The expected answer holds every line from the first line of the data below through the line containing "- fix issue", exactly as written, and no other line.

Collected data:
####################
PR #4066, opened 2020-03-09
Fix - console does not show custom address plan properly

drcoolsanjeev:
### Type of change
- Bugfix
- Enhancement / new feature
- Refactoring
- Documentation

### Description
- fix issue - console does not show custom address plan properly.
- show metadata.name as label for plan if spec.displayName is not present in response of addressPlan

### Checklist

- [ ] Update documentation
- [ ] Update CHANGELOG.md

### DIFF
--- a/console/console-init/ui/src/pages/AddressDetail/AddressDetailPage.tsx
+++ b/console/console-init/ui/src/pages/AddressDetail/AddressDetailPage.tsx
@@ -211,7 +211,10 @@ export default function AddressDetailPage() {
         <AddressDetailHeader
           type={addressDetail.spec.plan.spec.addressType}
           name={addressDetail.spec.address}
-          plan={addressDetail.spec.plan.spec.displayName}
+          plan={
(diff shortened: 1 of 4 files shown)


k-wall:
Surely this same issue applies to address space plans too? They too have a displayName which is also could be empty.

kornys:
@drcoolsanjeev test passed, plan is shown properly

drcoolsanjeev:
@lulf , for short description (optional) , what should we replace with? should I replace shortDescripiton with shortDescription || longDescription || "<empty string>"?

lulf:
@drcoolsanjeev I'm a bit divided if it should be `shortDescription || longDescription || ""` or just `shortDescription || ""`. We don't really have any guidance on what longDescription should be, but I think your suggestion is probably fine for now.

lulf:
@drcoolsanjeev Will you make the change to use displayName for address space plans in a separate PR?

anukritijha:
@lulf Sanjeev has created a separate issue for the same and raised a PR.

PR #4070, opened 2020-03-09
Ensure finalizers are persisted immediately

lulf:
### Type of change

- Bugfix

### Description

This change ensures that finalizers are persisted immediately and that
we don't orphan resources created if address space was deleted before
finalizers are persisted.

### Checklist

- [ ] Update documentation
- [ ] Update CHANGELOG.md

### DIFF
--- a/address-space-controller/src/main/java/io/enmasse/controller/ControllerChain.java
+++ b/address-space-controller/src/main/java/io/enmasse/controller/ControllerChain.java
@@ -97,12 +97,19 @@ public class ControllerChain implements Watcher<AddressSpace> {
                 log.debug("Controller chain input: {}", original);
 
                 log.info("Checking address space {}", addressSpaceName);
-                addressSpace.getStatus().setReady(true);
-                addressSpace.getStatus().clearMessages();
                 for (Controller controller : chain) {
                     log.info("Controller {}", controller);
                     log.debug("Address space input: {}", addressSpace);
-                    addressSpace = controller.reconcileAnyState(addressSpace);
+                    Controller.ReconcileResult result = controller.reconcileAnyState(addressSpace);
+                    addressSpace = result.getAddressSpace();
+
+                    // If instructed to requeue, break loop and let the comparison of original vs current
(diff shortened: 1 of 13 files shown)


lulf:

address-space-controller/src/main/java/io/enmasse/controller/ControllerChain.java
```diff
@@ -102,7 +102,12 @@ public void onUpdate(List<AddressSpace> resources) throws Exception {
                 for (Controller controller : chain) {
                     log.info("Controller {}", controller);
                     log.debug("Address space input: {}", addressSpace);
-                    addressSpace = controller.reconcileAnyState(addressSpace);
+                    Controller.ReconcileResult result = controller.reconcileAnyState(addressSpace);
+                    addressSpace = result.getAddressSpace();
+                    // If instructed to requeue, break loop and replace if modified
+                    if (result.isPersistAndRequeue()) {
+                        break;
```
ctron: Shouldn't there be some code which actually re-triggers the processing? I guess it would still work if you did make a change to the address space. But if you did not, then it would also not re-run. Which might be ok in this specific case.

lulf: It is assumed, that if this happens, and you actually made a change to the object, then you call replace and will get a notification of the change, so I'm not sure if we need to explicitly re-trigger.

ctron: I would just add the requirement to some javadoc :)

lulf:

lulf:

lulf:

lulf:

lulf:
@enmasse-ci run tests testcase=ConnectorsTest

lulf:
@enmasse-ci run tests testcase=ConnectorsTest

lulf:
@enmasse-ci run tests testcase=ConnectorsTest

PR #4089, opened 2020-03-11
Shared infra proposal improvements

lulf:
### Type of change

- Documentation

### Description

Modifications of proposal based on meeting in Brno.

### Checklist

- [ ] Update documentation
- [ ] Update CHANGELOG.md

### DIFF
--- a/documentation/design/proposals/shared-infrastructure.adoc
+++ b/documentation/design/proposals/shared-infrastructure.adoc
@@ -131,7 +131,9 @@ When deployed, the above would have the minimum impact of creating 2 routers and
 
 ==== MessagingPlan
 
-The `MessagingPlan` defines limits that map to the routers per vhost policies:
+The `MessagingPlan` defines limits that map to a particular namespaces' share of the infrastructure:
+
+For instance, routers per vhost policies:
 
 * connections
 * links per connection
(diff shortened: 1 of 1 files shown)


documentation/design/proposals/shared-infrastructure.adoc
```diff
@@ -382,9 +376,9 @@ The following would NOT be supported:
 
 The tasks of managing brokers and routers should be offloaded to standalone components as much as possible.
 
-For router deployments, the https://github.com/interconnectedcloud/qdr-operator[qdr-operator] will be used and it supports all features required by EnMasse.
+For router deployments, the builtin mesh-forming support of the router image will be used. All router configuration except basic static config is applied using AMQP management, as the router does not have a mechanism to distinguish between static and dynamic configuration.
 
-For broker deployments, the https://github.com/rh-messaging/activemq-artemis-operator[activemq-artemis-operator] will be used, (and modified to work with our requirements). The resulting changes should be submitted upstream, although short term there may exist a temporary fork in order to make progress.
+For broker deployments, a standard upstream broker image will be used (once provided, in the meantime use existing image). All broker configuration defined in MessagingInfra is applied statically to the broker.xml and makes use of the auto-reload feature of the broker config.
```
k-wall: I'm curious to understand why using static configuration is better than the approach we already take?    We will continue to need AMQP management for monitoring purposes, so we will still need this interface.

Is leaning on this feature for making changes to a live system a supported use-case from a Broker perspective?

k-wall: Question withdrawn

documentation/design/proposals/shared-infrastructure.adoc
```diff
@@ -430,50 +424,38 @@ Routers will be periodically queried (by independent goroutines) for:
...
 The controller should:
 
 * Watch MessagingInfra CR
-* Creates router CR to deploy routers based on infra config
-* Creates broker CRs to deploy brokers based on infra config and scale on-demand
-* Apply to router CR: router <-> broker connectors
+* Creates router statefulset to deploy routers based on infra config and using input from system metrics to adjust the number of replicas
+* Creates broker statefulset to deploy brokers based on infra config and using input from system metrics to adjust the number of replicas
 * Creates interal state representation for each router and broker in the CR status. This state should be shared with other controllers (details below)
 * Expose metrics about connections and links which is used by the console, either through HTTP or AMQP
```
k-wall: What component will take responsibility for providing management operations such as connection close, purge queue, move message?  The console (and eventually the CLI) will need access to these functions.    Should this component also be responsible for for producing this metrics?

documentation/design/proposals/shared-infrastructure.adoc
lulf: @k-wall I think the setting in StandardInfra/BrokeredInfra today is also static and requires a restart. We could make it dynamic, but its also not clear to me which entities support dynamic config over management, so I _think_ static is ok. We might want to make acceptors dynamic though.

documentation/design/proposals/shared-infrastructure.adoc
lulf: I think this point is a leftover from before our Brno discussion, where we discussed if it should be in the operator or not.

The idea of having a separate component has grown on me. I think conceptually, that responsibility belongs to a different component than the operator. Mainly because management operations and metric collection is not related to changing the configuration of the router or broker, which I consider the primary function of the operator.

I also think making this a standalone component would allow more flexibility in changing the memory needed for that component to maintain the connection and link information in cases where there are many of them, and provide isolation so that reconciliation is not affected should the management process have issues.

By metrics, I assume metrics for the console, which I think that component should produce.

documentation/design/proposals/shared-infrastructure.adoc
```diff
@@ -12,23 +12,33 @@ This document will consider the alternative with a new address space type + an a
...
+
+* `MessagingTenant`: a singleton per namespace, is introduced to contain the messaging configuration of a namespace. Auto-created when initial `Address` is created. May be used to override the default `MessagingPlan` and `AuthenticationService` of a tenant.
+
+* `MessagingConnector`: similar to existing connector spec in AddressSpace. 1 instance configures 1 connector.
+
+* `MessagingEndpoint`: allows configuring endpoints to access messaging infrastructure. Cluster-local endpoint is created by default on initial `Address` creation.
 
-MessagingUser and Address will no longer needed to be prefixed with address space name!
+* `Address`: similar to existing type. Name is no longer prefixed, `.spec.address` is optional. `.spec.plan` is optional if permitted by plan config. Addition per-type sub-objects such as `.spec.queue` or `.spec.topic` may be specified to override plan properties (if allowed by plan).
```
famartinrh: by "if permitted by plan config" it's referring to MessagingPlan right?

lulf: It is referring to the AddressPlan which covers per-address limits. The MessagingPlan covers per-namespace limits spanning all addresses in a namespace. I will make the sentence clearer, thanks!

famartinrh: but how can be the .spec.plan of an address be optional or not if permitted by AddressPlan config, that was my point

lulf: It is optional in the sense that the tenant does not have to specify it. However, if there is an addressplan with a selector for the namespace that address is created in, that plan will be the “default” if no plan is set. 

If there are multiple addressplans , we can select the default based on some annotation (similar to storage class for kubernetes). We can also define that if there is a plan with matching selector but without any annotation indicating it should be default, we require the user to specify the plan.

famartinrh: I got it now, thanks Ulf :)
####################
▶ Problem solution:
PR #4066, opened 2020-03-09
Fix - console does not show custom address plan properly

drcoolsanjeev:
### Type of change
- Bugfix
- Enhancement / new feature
- Refactoring
- Documentation

### Description
- fix issue - console does not show custom address plan properly.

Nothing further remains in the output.